I am hoping to avoid ATA over ethernet since this environment was working great less than 24 hours ago and I need NFS' ability to be mounted across several hosts for a mass virtual hosting platform I will be launching later. If anyone has any pointers I would be all too thrilled to hear them, I am at wit's end.
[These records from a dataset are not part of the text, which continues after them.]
PR #7341, opened 2025-06-29
Nh: fix clean option for darwin

A-jay98:
### Description
This PR fixes the `nh.clean` option's behaviour in Darwin systems. Previously, this option failed silently for Darwin systems as it only configured a systemd unit. I've added launchd configuration if the system is Darwin. 

P.S: This is my first PR in this project. I've tried to read all the contribution guides carefully and do my best to follow them. Sorry if I've missed anything 😅 

### Checklist

    ```
    {component}: {description}

    {long description}
    ```

#### Maintainer CC
@JohnRTitor


modules/programs/nh.nix
```diff
@@ -8,7 +8,10 @@ let
   cfg = config.programs.nh;
 in
 {
-  meta.maintainers = with lib.maintainers; [ johnrtitor ];
+  meta.maintainers = with lib.maintainers; [
+    johnrtitor
+    a-jay98
+  ];
```
khaneliman, line 14: separate commit, please

modules/programs/nh.nix
```diff
@@ -90,6 +99,21 @@ in
...
+
+    launchd.agents.nh-clean = lib.mkIf (cfg.clean.enable && pkgs.stdenv.isDarwin) {
+      enable = true;
+      config = {
+        ProgramArguments = [
+          "${lib.getExe cfg.package}"
+          "clean"
+          "user"
+        ] ++ lib.optional (cfg.clean.extraArgs != "") cfg.clean.extraArgs;
+
```
khaneliman, line 113:
```suggestion
        StandardErrorPath = "${config.home.homeDirectory}/Library/Logs/nh/nh.err.log";
        StandardOutPath = "${config.home.homeDirectory}/Library/Logs/nh/nh.out.log";
```

Would be nice to see whats going on

khaneliman (commented):
image

With logging changes I can see that it just exits after the first failure it receives but looks like an upstream issue.

modules/programs/nh.nix
A-jay98: Thank you for the review!
I'm hesitant to add this. Logs stored in these files aren't automatically rotated or cleaned up, so I'd rather have enabling this be an explicit action instead of something that's on by default. To me, enabling garbage collection is more of a "set it and forget it" type of thing. I'd prefer to see the logs only if something isn’t working properly—and even then, I'm okay with not having historical logs. I’d just enable it at that point or use the log show command to search for them.

Do you think this is a must-have?

modules/programs/nh.nix
A-jay98: Done.

modules/programs/nh.nix
khaneliman: Nah, that's fair. I can add it later as an opt in behavior.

My current configuration looks like this, though I have added, removed and changed every conceivable option with no success:

VM B /etc/exports

/mnt/storage aa.aa.aa.aa(rw,no_root_squash,no_subtree_check)

VM A /etc/fstab

bb.bb.bb.bb:/mnt/storage       /mnt/storage    nfs     rsize=32768,wsize=32768,soft,timeo=10,rw,intr,nosuid,noexec          0 0

Thanks for any insight!

----------

## Hu

Is there any significant difference in the number and type of NFS packets on the network between that five minute window of calm and the general failure afterward?  If you disable starting Apache, reboot, and wait 5 minutes, does the problem crop up anyway?

How many users have access to this server?  Could someone have installed a new web application, cron job, or other daemon that might be accessing the NFS mount?

----------

## Karma T. Foxx

 *Quote:*   

> Is there any significant difference in the number and type of NFS packets on the network between that five minute window of calm and the general failure afterward?

 

No

 *Quote:*   

> If you disable starting Apache, reboot, and wait 5 minutes, does the problem crop up anyway? 

 

No. Nothing but apache uses the share.

 *Quote:*   

> How many users have access to this server?

 

Just me, only over a VPN. No sign of forced entry.

----------

## Karma T. Foxx

I've spread across six shares and still no luck. RAID checks out fine.

----------

## Karma T. Foxx

So far it looks like it was a MAC conflict with a new sql-slave VM. It's the first thing I should have checked, feel like an idiot.

That's a Mistake You Only Make Once(tm)

Thanks for the help, Hu.

----------